2. Antenna Towers. Extreme caution should be exercised when flying less than 2,000 feet AGL because of numerous skeletal structures, such as radio and television antenna towers, that exceed 1,000 feet AGL with some extending higher than 2,000 feet AGL. Most skeletal structures are supported by guy wires which are very difficult to see in good weather and can be invisible at dusk or during periods of reduced visibility. These wires can extend about 1,500 feet horizontally from a structure; therefore, all skeletal structures should be avoided horizontally by at least 2,000 feet. Additionally, new towers may not be on your current chart because the information was not received prior to the printing of the chart.
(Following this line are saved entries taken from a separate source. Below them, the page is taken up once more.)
PR #698, opened 2023-06-27
Add support for (check-sat-assuming) in Dolmen frontend

### LINKED ISSUE #695: [dolmen] Support (check-sat-assuming)
The legacy psmt2 frontend supports `(check-sat-assuming)`, but the Dolmen frontend currently doesn't.

Or rather, it partially does — it seems to *ignore* (!!) the assumptions, see this example:

```smtlib2
(set-logic ALL)

(define-fun b () Bool false)
(check-sat-assuming (b))
```

The legacy frontend correctly answers `sat`, but the dolmen frontend answers `unknown`.

bclement-ocp:
This changes the way we parse the `` `Solve`` constructor from Dolmen.

Currently, we accept the following forms:

 - `` `Solve ([], [t])``, i.e. `goal g: t` in the native format
 - `` `Solve ([t], [])``, i.e. `check_sat t` in the native format, and `(check-sat-assuming (t))` in the smtlib2 format
 - `` `Solve ([], [])``, i.e. `(check-sat)` or `(check-sat-assuming ())` in the smtlib2 format

This patch adds support for the more general case of `(check-sat-assuming)` by handling `` `Solve (ts, [])``.

This is done by making the `` `Check`` constructor take a list of term (rather than a single term), and generalizing the `pp_query` preprocessing helper in `D_cnf` to accept an arbitrary list of hypotheses.

(Note that this means `(check-sat)` now has `Sat` as a `goal_sort` rather than `Thm`, which is conceptually more correct but doesn't really make a difference in practice)

Fixes #695

### DIFF
--- a/src/bin/common/solving_loop.ml
+++ b/src/bin/common/solving_loop.ml
@@ -442,9 +442,8 @@ let main () =
         in
         let contents =
           match contents with
-          | `Solve ([], []) -> `Goal (DStd.Expr.Term.(of_cst Const._false))
+          | `Solve (hyps, []) -> `Check hyps
           | `Solve ([], [t]) -> `Goal t
-          | `Solve ([t], []) -> `Check t
           | _ ->
             let loc = DStd.Loc.loc file_loc loc in
             Util.failwith "%a: internal error: unknown statement"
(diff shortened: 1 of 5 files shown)


Halbaroth (approved):
LGTM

3. Overhead Wires. Overhead transmission and utility lines often span approaches to runways, natural flyways such as lakes, rivers, gorges, and canyons, and cross other landmarks pilots frequently follow such as highways, railroad tracks, etc. As with antenna towers, these high voltage/power lines or the supporting structures of these lines may not always be readily visible and the wires may be virtually impossible to see under certain conditions. In some locations, the supporting structures of overhead transmission lines are equipped with unique sequence flashing white strobe light systems to indicate that there are wires between the structures. However, many power lines do not require notice to the FAA and, therefore, are not marked and/or lighted. Many of those that do require notice do not exceed 200 feet AGL or meet the Obstruction Standard of 14 CFR Part 77 and, therefore, are not marked and/or lighted. All pilots are cautioned to remain extremely vigilant for these power lines or their supporting structures when following natural flyways or during the approach and landing phase. This is particularly important for seaplane and/or float equipped aircraft when landing on, or departing from, unfamiliar lakes or rivers.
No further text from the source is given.